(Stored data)

□ □ □ □ □

PR #2900, opened 2023-04-05
snow: add views and reply ticket option

MJedr:


backend/inspirehep/snow/views.py
```diff
@@ -0,0 +1,121 @@
...
+@parser.use_args(
+    {
+        "functional_category": fields.String(required=True),
+        "recid": fields.String(required=False),
+        "subject": fields.String(required=True),
+        "description": fields.String(required=False),
+        "caller_email": fields.String(required=False),
+    }
+)
+@login_required_with_roles([Roles.superuser.value])
```
drjova, line 27: shouldn't be curators?

backend/inspirehep/rt/templates/rt/curation_core.html
```diff
@@ -0,0 +1,38 @@
+{#
+## This file is part of INSPIRE.
+## Copyright (C) 2015 CERN.
```
drjova, line 3: let's update the licenses as well :)

drjova (commented):
great thank you! I would just rename the module to `tickets` or `curation_tickets` just not to do the same mistake (`rt` and now `snow` and in the future something else).

MJedr:
@drjova When creating snow module I thought we could clean up everything related to tickets (removing rt module, moving templates to snow module etc). Can we rename it afterward instead?

backend/inspirehep/snow/views.py
```diff
@@ -0,0 +1,121 @@
...
+        ticket = snow_instance.create_inspire_ticket_with_template(
+            template_context=args.get("template_context"),
+            template_path=template_path,
+            user_email=args.get("caller_email"),
+            functional_category=args.get("functional_category"),
+            subject=args.get("subject"),
+        )
+        return jsonify({"ticket_id": ticket}), 200
+    except (CreateTicketException, EditTicketException):
+        return jsonify({"message": "Can't create SNOW ticket!"}), 500
```
drjova, line 67: can we log what's going on in these cases?

drjova:
@MJedr we can do it after switching to snow 👍

backend/inspirehep/snow/views.py
MJedr: we can log if it's create ticket exception or edit ticket exception, I don't know if it would be very useful

drjova: It would be helpful to understand if something is wrong on our side or snow

drjova (approved):

PR #2911, opened 2023-04-19
fix logging in integration-async tests

MJedr:
ref: cern-sis/issues-inspire#283


backend/tests/helpers/utils.py
```diff
@@ -218,3 +219,13 @@ def before_record_response(response):
         return response
 
     return before_record_response
+
+
+def disable_low_level_logging(f):
```
drjova, line 224: Instead of this, wouldn't this work https://tenacity.readthedocs.io/en/latest/#before-and-after-retry-and-logging?

drjova: I see, my main concern is that we have to remember every time to add two decorators for this. We can add an auto-fixture for these modules that does this without us adding extra code.

MJedr: the issue is that I want to change the logging level for the assertion function only, we can try wrapping retry with this function, but I am not sure if that's a better solution

MJedr: The last option is adding a custom function that will change the level (I haven't tested it) https://tenacity.readthedocs.io/en/latest/#my_before_sleep, but then we'll need to pass so many parameters to `retry` so I am not convinced to this idea

drjova: We can combine both functions into 1 decorator and use only this one

backend/tests/helpers/utils.py
```diff
@@ -218,3 +220,26 @@ def before_record_response(response):
...
+    def wrapper(*args):
+        logging.disable(logging.ERROR)
+        result = f(*args)
+        logging.disable(logging.NOTSET)
+        return result
+
+    return wrapper
+
+
+def retry_with_low_level_logging_disabled(stop=None, wait=None):
```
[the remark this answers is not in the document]
MJedr: we can

drjova (approved):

□ □ □ □ □

Within the data above, count the lines that contain the string "MJedr"; the reply is the number alone.

8